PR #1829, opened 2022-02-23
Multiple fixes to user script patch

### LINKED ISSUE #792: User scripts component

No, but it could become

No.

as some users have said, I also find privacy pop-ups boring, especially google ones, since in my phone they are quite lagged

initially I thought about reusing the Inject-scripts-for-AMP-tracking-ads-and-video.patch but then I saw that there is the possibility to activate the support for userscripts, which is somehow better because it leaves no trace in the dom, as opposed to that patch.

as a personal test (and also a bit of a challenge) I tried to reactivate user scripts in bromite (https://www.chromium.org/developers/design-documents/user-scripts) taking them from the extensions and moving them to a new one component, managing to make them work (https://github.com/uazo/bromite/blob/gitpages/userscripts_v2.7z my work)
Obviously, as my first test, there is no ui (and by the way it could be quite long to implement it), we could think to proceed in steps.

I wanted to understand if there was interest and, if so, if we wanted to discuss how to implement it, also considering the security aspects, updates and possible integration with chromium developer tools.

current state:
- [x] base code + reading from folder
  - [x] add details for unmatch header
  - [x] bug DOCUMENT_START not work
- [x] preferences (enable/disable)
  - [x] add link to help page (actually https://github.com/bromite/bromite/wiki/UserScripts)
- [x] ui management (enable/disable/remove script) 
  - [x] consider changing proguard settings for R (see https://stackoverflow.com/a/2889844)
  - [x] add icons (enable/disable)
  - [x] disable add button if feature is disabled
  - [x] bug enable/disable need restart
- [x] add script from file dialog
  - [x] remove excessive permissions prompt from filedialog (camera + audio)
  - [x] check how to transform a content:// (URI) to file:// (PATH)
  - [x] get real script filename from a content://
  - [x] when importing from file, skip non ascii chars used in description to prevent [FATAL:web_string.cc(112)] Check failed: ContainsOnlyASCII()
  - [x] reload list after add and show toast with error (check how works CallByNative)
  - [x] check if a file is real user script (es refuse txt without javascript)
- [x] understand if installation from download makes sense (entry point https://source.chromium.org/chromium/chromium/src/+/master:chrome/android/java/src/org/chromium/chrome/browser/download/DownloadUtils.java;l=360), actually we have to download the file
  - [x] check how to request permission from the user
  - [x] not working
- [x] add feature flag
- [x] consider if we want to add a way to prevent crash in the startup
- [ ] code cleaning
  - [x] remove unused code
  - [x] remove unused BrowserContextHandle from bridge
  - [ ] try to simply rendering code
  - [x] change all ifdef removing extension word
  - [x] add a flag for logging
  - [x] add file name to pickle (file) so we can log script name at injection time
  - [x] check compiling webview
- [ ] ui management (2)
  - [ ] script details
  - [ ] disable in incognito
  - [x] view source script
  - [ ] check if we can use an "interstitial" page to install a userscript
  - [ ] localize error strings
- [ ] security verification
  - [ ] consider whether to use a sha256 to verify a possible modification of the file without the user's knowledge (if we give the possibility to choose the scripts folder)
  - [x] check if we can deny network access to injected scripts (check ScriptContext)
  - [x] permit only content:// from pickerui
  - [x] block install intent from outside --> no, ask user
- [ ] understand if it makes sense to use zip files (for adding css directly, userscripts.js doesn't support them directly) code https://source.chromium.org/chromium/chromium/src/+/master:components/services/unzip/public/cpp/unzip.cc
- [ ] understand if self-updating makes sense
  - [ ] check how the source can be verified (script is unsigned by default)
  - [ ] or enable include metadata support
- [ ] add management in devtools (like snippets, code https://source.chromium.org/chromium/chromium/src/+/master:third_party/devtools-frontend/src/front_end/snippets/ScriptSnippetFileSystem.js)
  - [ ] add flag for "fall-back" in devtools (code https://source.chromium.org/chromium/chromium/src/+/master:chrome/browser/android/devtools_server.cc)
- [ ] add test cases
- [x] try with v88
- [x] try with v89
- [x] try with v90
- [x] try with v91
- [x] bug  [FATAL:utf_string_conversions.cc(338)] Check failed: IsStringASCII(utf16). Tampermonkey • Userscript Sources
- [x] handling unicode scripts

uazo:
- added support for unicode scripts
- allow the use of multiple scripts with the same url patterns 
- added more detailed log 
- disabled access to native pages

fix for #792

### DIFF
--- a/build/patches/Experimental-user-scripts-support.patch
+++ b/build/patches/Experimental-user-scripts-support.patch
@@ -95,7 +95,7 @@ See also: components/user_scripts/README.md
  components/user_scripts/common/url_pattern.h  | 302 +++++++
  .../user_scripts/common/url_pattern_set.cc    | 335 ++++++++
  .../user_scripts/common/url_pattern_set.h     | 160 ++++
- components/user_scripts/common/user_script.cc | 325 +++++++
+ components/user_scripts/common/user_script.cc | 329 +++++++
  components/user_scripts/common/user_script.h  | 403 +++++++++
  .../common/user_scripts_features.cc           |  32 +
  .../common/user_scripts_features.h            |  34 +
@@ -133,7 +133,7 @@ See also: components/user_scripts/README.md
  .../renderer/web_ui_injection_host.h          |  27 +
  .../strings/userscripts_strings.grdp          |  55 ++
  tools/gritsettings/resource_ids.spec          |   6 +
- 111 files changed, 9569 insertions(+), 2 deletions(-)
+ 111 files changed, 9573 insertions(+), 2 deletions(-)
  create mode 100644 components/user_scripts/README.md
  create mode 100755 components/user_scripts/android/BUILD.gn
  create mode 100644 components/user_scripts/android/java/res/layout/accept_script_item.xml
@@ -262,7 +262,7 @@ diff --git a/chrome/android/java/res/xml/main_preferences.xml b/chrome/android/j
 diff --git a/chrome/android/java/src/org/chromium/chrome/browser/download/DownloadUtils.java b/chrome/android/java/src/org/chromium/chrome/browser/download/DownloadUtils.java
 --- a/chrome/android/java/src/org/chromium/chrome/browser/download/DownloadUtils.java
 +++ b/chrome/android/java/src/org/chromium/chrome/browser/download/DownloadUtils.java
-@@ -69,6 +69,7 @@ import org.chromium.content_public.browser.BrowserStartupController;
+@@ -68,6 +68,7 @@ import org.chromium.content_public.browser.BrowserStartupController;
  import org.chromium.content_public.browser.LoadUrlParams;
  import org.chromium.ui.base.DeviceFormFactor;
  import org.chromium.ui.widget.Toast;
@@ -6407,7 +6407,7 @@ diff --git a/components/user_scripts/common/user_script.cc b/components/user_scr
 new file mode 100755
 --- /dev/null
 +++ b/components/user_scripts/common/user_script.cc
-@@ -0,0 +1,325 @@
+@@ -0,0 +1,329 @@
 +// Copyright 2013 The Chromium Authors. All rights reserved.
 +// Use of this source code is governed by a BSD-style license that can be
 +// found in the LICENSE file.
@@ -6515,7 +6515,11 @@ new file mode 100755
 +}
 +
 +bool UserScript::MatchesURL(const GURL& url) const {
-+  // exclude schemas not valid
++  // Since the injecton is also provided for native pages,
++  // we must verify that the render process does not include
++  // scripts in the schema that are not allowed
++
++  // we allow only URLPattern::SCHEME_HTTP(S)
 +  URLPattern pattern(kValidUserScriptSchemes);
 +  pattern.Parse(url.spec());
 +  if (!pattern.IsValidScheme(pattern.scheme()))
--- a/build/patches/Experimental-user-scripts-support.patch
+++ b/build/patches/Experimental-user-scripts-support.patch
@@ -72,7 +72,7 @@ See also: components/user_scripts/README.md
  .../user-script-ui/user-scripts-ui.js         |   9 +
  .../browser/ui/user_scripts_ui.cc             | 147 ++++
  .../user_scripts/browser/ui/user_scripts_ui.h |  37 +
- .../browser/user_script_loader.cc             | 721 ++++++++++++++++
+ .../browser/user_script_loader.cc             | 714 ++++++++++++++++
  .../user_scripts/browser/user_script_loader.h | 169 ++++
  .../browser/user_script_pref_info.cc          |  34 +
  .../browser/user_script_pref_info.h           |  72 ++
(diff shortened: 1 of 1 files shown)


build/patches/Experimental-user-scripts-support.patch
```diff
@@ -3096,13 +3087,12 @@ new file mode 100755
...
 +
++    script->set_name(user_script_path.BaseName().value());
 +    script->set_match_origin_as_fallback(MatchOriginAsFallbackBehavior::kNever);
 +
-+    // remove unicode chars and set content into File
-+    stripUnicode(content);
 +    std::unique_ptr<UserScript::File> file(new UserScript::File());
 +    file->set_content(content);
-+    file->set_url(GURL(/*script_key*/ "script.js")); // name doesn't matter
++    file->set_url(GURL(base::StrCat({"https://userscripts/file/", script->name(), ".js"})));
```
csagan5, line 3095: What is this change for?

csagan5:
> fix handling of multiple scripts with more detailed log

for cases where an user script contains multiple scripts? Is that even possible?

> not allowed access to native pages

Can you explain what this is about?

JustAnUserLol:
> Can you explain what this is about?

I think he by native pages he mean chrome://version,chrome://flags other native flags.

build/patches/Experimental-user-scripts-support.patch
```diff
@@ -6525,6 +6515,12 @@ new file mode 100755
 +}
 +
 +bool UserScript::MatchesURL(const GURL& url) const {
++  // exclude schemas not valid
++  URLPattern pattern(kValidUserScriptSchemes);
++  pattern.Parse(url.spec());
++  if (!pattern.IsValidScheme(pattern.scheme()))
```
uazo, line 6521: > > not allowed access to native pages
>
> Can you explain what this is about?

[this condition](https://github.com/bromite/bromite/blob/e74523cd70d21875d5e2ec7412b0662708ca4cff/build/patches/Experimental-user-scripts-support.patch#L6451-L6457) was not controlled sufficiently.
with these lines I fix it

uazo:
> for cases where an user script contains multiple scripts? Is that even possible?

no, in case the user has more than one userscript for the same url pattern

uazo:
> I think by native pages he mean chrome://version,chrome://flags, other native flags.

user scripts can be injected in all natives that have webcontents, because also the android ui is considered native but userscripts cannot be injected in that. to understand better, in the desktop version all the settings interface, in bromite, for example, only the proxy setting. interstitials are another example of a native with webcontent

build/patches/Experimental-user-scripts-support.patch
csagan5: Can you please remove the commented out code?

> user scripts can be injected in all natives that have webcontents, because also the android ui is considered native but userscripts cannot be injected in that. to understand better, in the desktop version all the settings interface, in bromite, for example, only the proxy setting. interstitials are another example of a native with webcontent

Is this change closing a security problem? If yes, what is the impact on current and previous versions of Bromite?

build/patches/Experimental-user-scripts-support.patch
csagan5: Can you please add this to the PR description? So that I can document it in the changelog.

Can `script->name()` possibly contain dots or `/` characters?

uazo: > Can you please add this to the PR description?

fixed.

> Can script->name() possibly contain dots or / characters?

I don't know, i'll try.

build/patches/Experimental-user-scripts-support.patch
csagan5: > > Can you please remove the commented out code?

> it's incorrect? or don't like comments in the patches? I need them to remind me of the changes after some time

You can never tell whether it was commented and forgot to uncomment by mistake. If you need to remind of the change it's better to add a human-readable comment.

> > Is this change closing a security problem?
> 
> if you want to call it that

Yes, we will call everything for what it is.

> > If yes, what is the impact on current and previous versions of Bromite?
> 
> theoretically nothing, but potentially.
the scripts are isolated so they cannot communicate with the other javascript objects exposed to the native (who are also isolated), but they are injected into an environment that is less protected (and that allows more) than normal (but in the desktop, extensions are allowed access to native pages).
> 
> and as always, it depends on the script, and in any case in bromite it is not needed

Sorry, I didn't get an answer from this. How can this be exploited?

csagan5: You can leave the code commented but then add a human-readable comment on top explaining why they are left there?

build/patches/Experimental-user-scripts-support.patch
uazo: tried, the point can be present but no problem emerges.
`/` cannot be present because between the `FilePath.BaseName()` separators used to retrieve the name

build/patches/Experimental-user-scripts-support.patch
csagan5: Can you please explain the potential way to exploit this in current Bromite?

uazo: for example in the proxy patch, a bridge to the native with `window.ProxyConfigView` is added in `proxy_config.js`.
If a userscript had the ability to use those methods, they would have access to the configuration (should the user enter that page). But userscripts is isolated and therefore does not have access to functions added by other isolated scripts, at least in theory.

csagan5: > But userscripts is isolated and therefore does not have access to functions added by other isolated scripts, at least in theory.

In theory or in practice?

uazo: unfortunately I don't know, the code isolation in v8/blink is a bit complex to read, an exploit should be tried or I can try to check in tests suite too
= = = =
Problem statement: Provide the count of lines above containing "makes", without any added words.

Written answer: 3